**What is being asked**
Copy each line of the records below, from the first through the one that contains "-- request access to any operator", exactly as written.

-- Task inputs follows --

PR #794, opened 2024-02-01
Revise User Operator form

BCerki:
https://github.com/orgs/bcgov/projects/122/views/2?pane=issue&itemId=50189801

To test the workflows in this PR:
- [x] user requests access to an existing operator that has an admin
-- Login as bc-cas-secondary
-- Delete the bc-cas-secondary record in the user operator table: `delete from erc.user_operator where id>2;`  (or temporarily edit the fixtures)
-- Request access to Existing Operator 2
-- You should see the correct confirmation message and no form
- [x] user requests access to an existing operator that DOESN'T have admin
-- login with any bceid and clear the user_operator table (`truncate erc.user_operator;` or adjust the fixtures)
-- request access to any operator
-- You should see the correct confirmation message and no form
- [x] user adds new operation
 -- login with any bceid and clear the user_operator table (`truncate erc.user_operator;` or adjust the fixtures)
-- add an operator
-- fill out the first page of the form and submit (there should no longer be a second page)
-- You should see the correct confirmation message on submission
- [x] edit an operator
--reset the db and login with any bceid
--click the my operator tile and you should be directed to the operator form
-- there should be no second page
-- editing should work without errors and you should be redirected to the dashboard

Since I touched the MultiStepForm component, which is used in every form, I manually checked that still works and it does other than this pre-existing bug: https://github.com/orgs/bcgov/projects/122/views/2?pane=issue&itemId=52418646

If you back into the operator tile after requesting access, you should see the same confirmation message you saw when requesting access the first time. For me, the screen flashes here, which seems to be a known next bug: https://github.com/vercel/next.js/issues/57257


client/app/components/routes/select-operator/form/UserOperator.tsx
```diff
@@ -107,11 +98,8 @@ export default async function UserOperator({
     ...userOperatorData,
   };
 
-  return params?.id === "request-access" ? (
-    // If the operator exists then show the form from the second page
-    <UserOperatorContactForm formData={formData} schema={userOperatorPage2} />
-  ) : (
-    <UserOperatorMultiStepForm
```
BCerki, line 114: If we need to re-add the senior officer form later, I think we should be able to conditionally change the `UserOperatorForm` schema rather conditionally using a different form

client/app/utils/jsonSchema/userOperator.ts
```diff
@@ -375,7 +375,6 @@ export const userOperatorSchema: RJSFSchema = {
   type: "object",
   properties: {
     userOperatorPage1,
-    userOperatorPage2,
```
BCerki, line 378: I removed the schema here but left it above in case we need it later

bc_obps/registration/api/user_operator.py
```diff
@@ -306,72 +308,6 @@ def create_operator_and_user_operator(request, payload: UserOperatorOperatorIn):
         return 400, {"message": str(e)}
 
 
-@router.post("/user-operator/contact", response={200: SelectOperatorIn, codes_4xx: Message})
```
BCerki, line 309: I removed this instead of leaving it in in case we need it later because I think the contact-adding logic should be in a put on the user-operator endpoint

bc_obps/registration/tests/endpoints/test_useroperator_endpoints.py
```diff
@@ -176,15 +165,14 @@ def test_unauthorized_users_cannot_put(self):
...
         user_operator = user_operator_baker()
         user_operator.user_id = self.user.user_guid
         user_operator.save(update_fields=['user_id'])
-        response = TestUtils.mock_get_with_auth_role(
-            self, 'industry_user', f"{base_endpoint}user-operator-status-from-user"
-        )
+        response = TestUtils.mock_get_with_auth_role(self, 'industry_user', f"{base_endpoint}user-operator-from-user")
         assert response.status_code == 200
         assert response.json()['status'] == user_operator.status
+        assert response.json().get('is_new') is not None
```
BCerki, line 175: I tested one sample field from the UserOperator ModelField, and is_new because it's from operator

andrea-williams:
Notes while reviewing the Create Operator form:
- the Create Operator form has a section with a radio button for "Does this operator have multiple parent companies?" that doesn't appear in the wireframes. On the one hand, the wireframe just immediately displays a Parent Company info section by default. But on the other hand, in our implementation, if an operator has ONE parent company, the user has to click Yes to MULTIPLE parent companies to be able to enter any info
- I left the address fields blank and am getting "Required field" error messages even on fields that I have populated
Screenshot 2024-02-07 at 2 50 31 PM
- implementation says that physical address field is required, but based on the wireframe, it isn't? Not sure, although I thought we weren't collecting any address info for MVP
- after populating the physical address field, I tried to submit and still got validation errors on required fields that I've filled in 
Screenshot 2024-02-07 at 2 53 45 PM
- after fiddling with those fields giving me errors, I was allowed to Submit the form, but then got a "Server Error" page in the UI. This was in my backend server log:
```
[{'loc': ('path', 'operator_id'), 'msg': 'value is not a valid integer', 'type': 'type_error.integer'}]
Unprocessable Entity: /api/registration/operators/undefined
[07/Feb/2024 22:55:11] "GET /api/registration/operators/undefined HTTP/1.1" 422 115
[{'loc': ('path', 'operator_id'), 'msg': 'value is not a valid integer', 'type': 'type_error.integer'}]
Unprocessable Entity: /api/registration/operator-has-admin/undefined
[07/Feb/2024 22:55:11] "GET /api/registration/operator-has-admin/undefined HTTP/1.1" 422 115
```

BCerki:
> * I left the address fields blank and am getting "Required field" error messages even on fields that I have populated

I wasn't able to reproduce this--do you remember what order you filled the fields out in?

BCerki:
> * implementation says that physical address field is required, but based on the wireframe, it isn't? Not sure, although I thought we weren't collecting any address info for MVP

Also not sure... though there's a validation error on a blank municipality. (Also, I just noticed now that none of the wireframe fields have a * beside them or anything else I can see to indicate required)

BCerki:
> * after populating the physical address field, I tried to submit and still got validation errors on required fields that I've filled in

Also had trouble reproducing

BCerki:
> * after fiddling with those fields giving me errors, I was allowed to Submit the form, but then got a "Server Error" page in the UI. This was in my backend server log:

Fixed!

BCerki:
> * I looked to see what's in my database, and the new operator I was creating shows in the Operator table with a status of "Draft", but on the frontend I'm shown that my request to add my new operator and becomes its representative has been received, so I'm not able to go back and edit it. (This is another argument for prioritizing the ticket for atomic transactions in our API)

I think it's the desired workflow that you can't edit an operator once you've submited it. @nanyangpro and I discussed workflow and she said users shouldn't be able to edit the operator form until their user_operator has been approved. To test the edit, you can either approve the user_operator you just created, or reset the db because in the fixtures the user_operators are already approved.

(Sidenote, the atomic transaction work went in yesterday.)

client/app/components/routes/select-operator/form/UserOperator.tsx
marcellmueller: Yeah we could do that though the design showed a single page form. I was actually going to suggest removing the [formSection] route since I noticed we are still passing the form page. Though I think we can keep it in for now if there is a change we will use the multistep form again.

BCerki: Yes, I don't want to do any drastic refactoring until this is more settled.

client/app/components/form/MultiStepButtons.tsx
```diff
@@ -28,6 +29,11 @@ const SubmitButton: React.FunctionComponent<SubmitButtonProps> = ({
 }) => {
   const isFinalStep = step === steps.length - 1;
   const isDisabled = disabled || isSubmitting;
+  const { data: session } = useSession();
+
+  const isCasInternal =
+    session?.user.app_role?.includes("cas") &&
+    !session?.user.app_role?.includes("pending");
```
marcellmueller, line 36: I suggest changing this to ` const isIndustryUser = session?.user.app_role?.includes("industry");`

Same with the refactored `UserOperatorForm`, I noticed that this was removed since I added it in a recent PR to enhance the logic to display the new operator message.

The issue with using `!isCasInternal` is that using the client session takes a second or two to load so it will flash for a second if logged in as an internal user and look buggy. I confirmed this by logging in as internal user, scrolling to the bottom of a user operator form and refreshing the page.

If we are specific to who this displays for then we don't have the components flashing for internal users.

client/app/components/form/UserOperatorForm.tsx
```diff
@@ -0,0 +1,136 @@
...
+
+  const isFormStatusDisabled =
+    formData?.status === Status.PENDING || formData?.status === Status.APPROVED;
+
+  const isNewOperatorMessage = formData.is_new && formSection === 1;
+  const operatorRoute = isCasInternal ? "operators" : "select-operator";
+
+  return (
+    <>
+      {!isCasInternal && (
```
marcellmueller, line 90: This should be `isIndustryUser` as mentioned in the other comment.

marcellmueller (commented):
Great work on this, it's working really well and I think is a nice improvement on the workflow.

Unrelated to this PR but I think we should suggest to the designers put a `Return to dashboard` or similar button here:

Screenshot 2024-02-09 at 8 13 05 AM

client/app/components/form/MultiStepButtons.tsx
BCerki: So using !isCasInternal or !isIndustryUser is going to cause a flash, but isCasInternal or isIndustryUser works? Or using isIndustryUser/!isIndustryUser everywhere works?

marcellmueller: I think just being specific to who we display the components to will stop components flashing for the wrong users. So avoid using `!isCasInternal` or `!isIndustryUser`. It's something I just recently noticed so there are likely other places to update this, I just noticed it removed with the new `UserOperatorForm` refactor.

Unfortunately there will still be some component pop in as the session loads, though it doesn't look too buggy when it loads in and stays there for the user since we were specific about the users we display it with.

Shon and I recently experimented with passing the server session to the client so there would be no loading issues whatsoever though for now it seems to break CI and e2e tests for some reason so it's a nice to have.

BCerki: Huh, odd. At least we've got a solution even if it's not perfect

marcellmueller (approved):
Awesome work, thanks for updating that. I confirmed that the button doesn't flash anymore for internal users.

Also thanks for the review checklist, this was super helpful 🥇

-- Task inputs concluded --

**Response area**
PR #794, opened 2024-02-01
Revise User Operator form

BCerki:
https://github.com/orgs/bcgov/projects/122/views/2?pane=issue&itemId=50189801

To test the workflows in this PR:
- [x] user requests access to an existing operator that has an admin
-- Login as bc-cas-secondary
-- Delete the bc-cas-secondary record in the user operator table: `delete from erc.user_operator where id>2;`  (or temporarily edit the fixtures)
-- Request access to Existing Operator 2
-- You should see the correct confirmation message and no form
- [x] user requests access to an existing operator that DOESN'T have admin
-- login with any bceid and clear the user_operator table (`truncate erc.user_operator;` or adjust the fixtures)
-- request access to any operator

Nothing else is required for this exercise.